(Beginning of EXCERPTED DATA)

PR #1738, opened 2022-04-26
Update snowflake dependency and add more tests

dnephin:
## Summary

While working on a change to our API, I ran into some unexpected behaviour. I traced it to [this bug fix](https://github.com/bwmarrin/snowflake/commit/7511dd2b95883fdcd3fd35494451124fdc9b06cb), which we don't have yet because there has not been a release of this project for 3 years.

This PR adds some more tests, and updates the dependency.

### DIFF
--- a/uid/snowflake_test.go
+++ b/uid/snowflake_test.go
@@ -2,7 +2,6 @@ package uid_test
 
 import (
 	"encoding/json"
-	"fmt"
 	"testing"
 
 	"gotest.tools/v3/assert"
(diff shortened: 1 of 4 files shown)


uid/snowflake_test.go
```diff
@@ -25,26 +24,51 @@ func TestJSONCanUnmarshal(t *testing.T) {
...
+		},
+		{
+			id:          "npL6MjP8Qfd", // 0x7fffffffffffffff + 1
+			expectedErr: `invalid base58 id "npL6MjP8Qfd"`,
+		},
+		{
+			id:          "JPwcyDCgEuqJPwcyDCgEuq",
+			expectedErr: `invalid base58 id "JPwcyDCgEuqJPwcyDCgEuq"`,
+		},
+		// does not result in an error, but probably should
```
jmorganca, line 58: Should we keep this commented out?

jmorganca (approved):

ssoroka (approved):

(End of EXCERPTED DATA)

REQUIRED WORK:
Within the listing above, each line containing "tests" is counted once; report the total and nothing else.

REPLY:
2